The following types of Cookies are used on the Site:

  • Internal cookies – files placed and read from the User’s device by the Site’s data communications system.
  • External cookies – files placed and read from User’s device by IT systems of external services.
  • Session cookies – are stored on the User’s device and remain there until the end of a given browser session. The stored information is then permanently deleted from the device memory. This type of cookies does not allow you to collect any personal data or any confidential information from your device.
  • Persistent cookies – are stored on the User’s device and remain there until deleted by the User.
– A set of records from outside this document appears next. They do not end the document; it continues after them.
PR #550, opened 2022-09-23
EWPP-2607: Fix maxlength_js_enforce class not applied.

nagyad:
After maxlength release 2.0.0-rc1 the module doesn't use the html attribute of maxlength that enforced the limit on fields.
The module takes care of that by configuration. In order to ensure the same behaviour this configuration has to be enabled for text fields for the module to enforce and truncate extra strings above the limit.

### DIFF
--- a/oe_content.post_update.php
+++ b/oe_content.post_update.php
@@ -7,8 +7,10 @@
 
 declare(strict_types = 1);
 
+use Drupal\Core\Entity\Entity\EntityFormDisplay;
 use Drupal\Core\Utility\UpdateException;
 use Drupal\field\Entity\FieldConfig;
+use Drupal\node\Entity\NodeType;
 use Drupal\user\Entity\Role;
 
 /**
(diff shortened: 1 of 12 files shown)


oe_content.post_update.php
```diff
@@ -129,3 +130,25 @@ function oe_content_post_update_00004(): void {
...
+
+/**
+ * Ensure truncate maxlength setting is applied for textfields.
+ */
+function oe_content_post_update_00005(): void {
+  $displays = EntityFormDisplay::loadMultiple();
+  foreach ($displays as $display) {
+    $changed = FALSE;
+    foreach ($display->getComponents() as $field_name => $component) {
+      if ($component['type'] !== 'string_textfield' && empty($component['third_party_settings']['maxlength'])) {
```
22Alexandra: I suggest we update only the entity form displays of node entities.
If we update the `maxlength_js_enforce` value we should do this for `text_textarea` as well.
Shouldn't be an "or" condition instead of "and"? Since there might be text fields without maxlength set.

We need to make sure `type` is set.
warning

22Alexandra (changes requested):

22Alexandra (dismissed):

yenyasinn (dismissed):

22Alexandra (approved):

yenyasinn (approved):

PR #551, opened 2022-10-19
EWPP-2706: Allow descriptin field without featured image in events.

nagyad:


sergepavle (approved):

22Alexandra (changes requested):
This is not related to the scope of the ticket.

PR #562, opened 2023-01-04
EWPP-0000: Fix persistent url test and magic getter returning false

nagyad:
Fix the test after the `https://ec.europa.eu` is redirecting to `https://commission.europa.eu/`. The test should use the new default url in order to make redirect request that doesn't redirect further.


brummbar:
There's actually no magic, the `empty` operation uses an `isset` before accessing a value. So for magic properties, the `__isset` method has to be implemented together with `__get`. The core change at https://www.drupal.org/project/drupal/issues/3298731 didn't add the __isset.

hernani (approved):

brummbar (approved):

PR #332, opened 2020-02-19
chore: add github action for PR testing

Sh4d1:
This PR adds GitHub actions in order to test the reliability of the solution for a few months 

### DIFF
--- a/.github/workflows/pull-request.yaml
+++ b/.github/workflows/pull-request.yaml
@@ -1,0 +1,45 @@
+name: pull-request
+
+on:
+- pull_request
+
+jobs:
+  unit-test:
+    strategy:
+      matrix:
+        go-version: [1.10.x, 1.11.x, 1.12.x, 1.13.x]
+        platform: [ubuntu-latest]
+    runs-on: ${{ matrix.platform }}
+    steps:
+    - name: Install Go
+      uses: actions/setup-go@v1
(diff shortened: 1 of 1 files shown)


loicbourgois:
Why is this necessary ? 
Isn't CircleCI enough ?

Sh4d1:
After an irl discussion between @jth and @jerome-quere , it may be interesting to test GitHub actions in parallel with circle ci

.github/workflows/pull-request.yaml
```diff
@@ -0,0 +1,45 @@
+name: pull-request
+
+on:
+- pull_request
+
+jobs:
+  unit-test:
+    strategy:
+      matrix:
+        go-version: [1.10.x, 1.11.x, 1.12.x, 1.13.x]
```
loicbourgois: doesn't an equivalent to `golang:latest` exist ?

Sh4d1: Maybe :sweat_smile: but IMHO relying on `latest` is a very bad idea since you don't know for sure which version it will be, you don't know if you have a cached version somewhere and it's not best practice :smile: the best, in my opinion, would be to also specify the patch version but I kept the latest patch in order to be coherent with Circle CI (and today latest points to 1.13, so it's already tested)

PR #335, opened 2020-02-19
chore: remove go 1.10 and 1.11 from gh action

Sh4d1:
Go 1.10 and 1.11 are not supported anymore, so removing them from github action tests

### DIFF
--- a/.github/workflows/pull-request.yaml
+++ b/.github/workflows/pull-request.yaml
@@ -7,7 +7,7 @@ jobs:
   unit-test:
     strategy:
       matrix:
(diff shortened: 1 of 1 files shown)


.github/workflows/pull-request.yaml
```diff
@@ -7,7 +7,7 @@ jobs:
   unit-test:
     strategy:
       matrix:
-        go-version: [1.10.x, 1.11.x, 1.12.x, 1.13.x]
+        go-version: [1.12.x, 1.13.x]
```
kindermoumoute: nit: add tip

PR #338, opened 2020-02-24
chore: untitle first word of a string

loicbourgois:


strcase/goname.go
```diff
@@ -168,6 +168,24 @@ func TitleFirstWord(s string) string {
 	return string(r)
 }
 
+// UntitleFirstWord lower case the first letter of a string.
+func UntitleFirstWord(s string) string {
+	if len(s) == 0 {
```
kindermoumoute: nit: this operation is usually done this way for string `s == ""`

kindermoumoute: This if is not required

PR #354, opened 2020-03-16
fix(k8s): add global retry interval for wait func

Sh4d1:

### DIFF
--- a/api/k8s/v1beta4/k8s_helpers.go
+++ b/api/k8s/v1beta4/k8s_helpers.go
@@ -8,9 +8,14 @@ import (
 	"github.com/scaleway/scaleway-sdk-go/scw"
 )
 
+var (
+	RetryInterval = defaultRetryInterval
+)
+
 const (
 	waitForClusterDefaultTimeout = time.Minute * 15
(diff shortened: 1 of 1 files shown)


api/k8s/v1beta4/k8s_helpers.go
```diff
@@ -8,9 +8,14 @@ import (
 	"github.com/scaleway/scaleway-sdk-go/scw"
 )
 
+var (
+	RetryInterval = defaultRetryInterval
```
loicbourgois: please add a comment on why we need this global var

api/k8s/v1beta4/k8s_helpers.go
```diff
@@ -8,9 +8,14 @@ import (
...
+)
+
 const (
 	waitForClusterDefaultTimeout = time.Minute * 15
 	waitForPoolDefaultTimeout    = time.Minute * 15
+	defaultRetryInterval         = 5 * time.Second
```
loicbourgois:
```suggestion
	defaultRetryInterval         = time.Second * 5
```

for consistency with line above

PR #361, opened 2020-03-23
feat(error): add resource locked error

kindermoumoute:


scw/errors.go
```diff
@@ -360,6 +362,22 @@ func (e *ResourceNotFoundError) GetRawBody() json.RawMessage {
...
 
+type ResourceLockedError struct {
+	Resource   string `json:"resource"`
+	ResourceID string `json:"resource_id"`
+
+	RawBody json.RawMessage `json:"-"`
+}
+
+// IsScwSdkError implements the SdkError interface
+func (e *ResourceLockedError) IsScwSdkError() {}
```
loicbourgois: I don't understand this line 

why doesn't it do anything ?

kindermoumoute: It implements an interface

PR #366, opened 2020-04-03
feat(config): add Empty() method

kindermoumoute:


scw/config.go
```diff
@@ -143,6 +143,10 @@ func (c *Config) String() string {
 	return string(configRaw)
 }
 
+func (c *Config) Empty() bool {
```
jerome-quere, line 146: `IsEmpty` Vs `Empty` @QuentinBrosse a third opinion ?

scw/config.go
```diff
@@ -103,7 +103,7 @@ profiles:
 type Config struct {
 	Profile       `yaml:",inline"`
 	ActiveProfile *string             `yaml:"active_profile,omitempty"`
-	SendTelemetry bool                `yaml:"send_telemetry,omitempty"`
+	SendTelemetry *bool               `yaml:"send_telemetry,omitempty"`
```
jerome-quere, line 106: Does this enable telemetry by default?  So you have to explicitly opt-out?  I'm not a huge fan.
Are you sure this does not break config template generation?

kindermoumoute: No, this does not enable telemetry by default. It should actually have no impact.

It's fixing an edge case where `send_telemetry: false` is the only thing written in the config and `config.Empty()` would return true.

scw/config.go
QuentinBrosse: I vote for `IsEmpty`.

"If config is empty, do something" could be translated to:
```go
if config.IsEmpty() {
    // do something
}
```

PR #367, opened 2020-04-03
feat(config): expose GetHomeDir function

kindermoumoute:


kindermoumoute:
> This fonction should not exist and be replace with `os.GetHomeDir()`

@jerome-quere it's not listed in https://golang.org/pkg/os/

PR #386, opened 2020-04-21
feat(core): add GetSecretKey and GetAccessKey

remyleone:


scw/client.go
```diff
@@ -112,6 +112,20 @@ func (c *Client) GetDefaultZone() (zone Zone, exists bool) {
 	return Zone(""), false
 }
 
+func (c *Client) GetSecretKey() (secretKey string, exists bool) {
+	if token, isToken := c.auth.(*auth.Token); isToken {
+		return token.SecretKey, true
```
Sh4d1, line 117: can be replaced with 
```go
return token, isToken 
```
no ? same for below

PR #395, opened 2020-04-27
fix(config): LoadConfigFromPath better handle cross platform error

jerome-quere:


scw/config.go
```diff
@@ -182,11 +181,13 @@ func LoadConfig() (*Config, error) {
 
 // LoadConfigFromPath read the config from the given path.
 func LoadConfigFromPath(path string) (*Config, error) {
+	_, err := os.Stat(path)
+	if os.IsNotExist(err) {
+		return nil, configFileNotFound(path)
```
Sh4d1, line 186: Return here other types of errors too

PR #428, opened 2020-06-02
feat: add configurable retryInterval and timeout

remyleone:


remyleone:
@jerome-quere I think retryInterval should also be implemented using pointers for consistency purposes.

api/instance/v1/server_utils_test.go
```diff
@@ -16,7 +16,7 @@ import (
 func init() {
```
jerome-quere, line 16: This function is not useful anymore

Ending the session of the browser or switching off the device does not delete them from the device. This type of cookies does not allow you to collect any personal data or any confidential information from your device.

 

Purposes of cookies

We use third party cookies for the following purposes:

  • to compile statistics in order to understand how Customers use the Site so that it can be improved through analytical tools,
  • determine customer profiles and then display tailored content in advertising networks using Google’s online advertising tools,
  • Analyze customer activity to tailor the content you see to your profile so that you can better manage your advertising campaigns through Google’s analytics tools,
  • popularization of the Site in social media.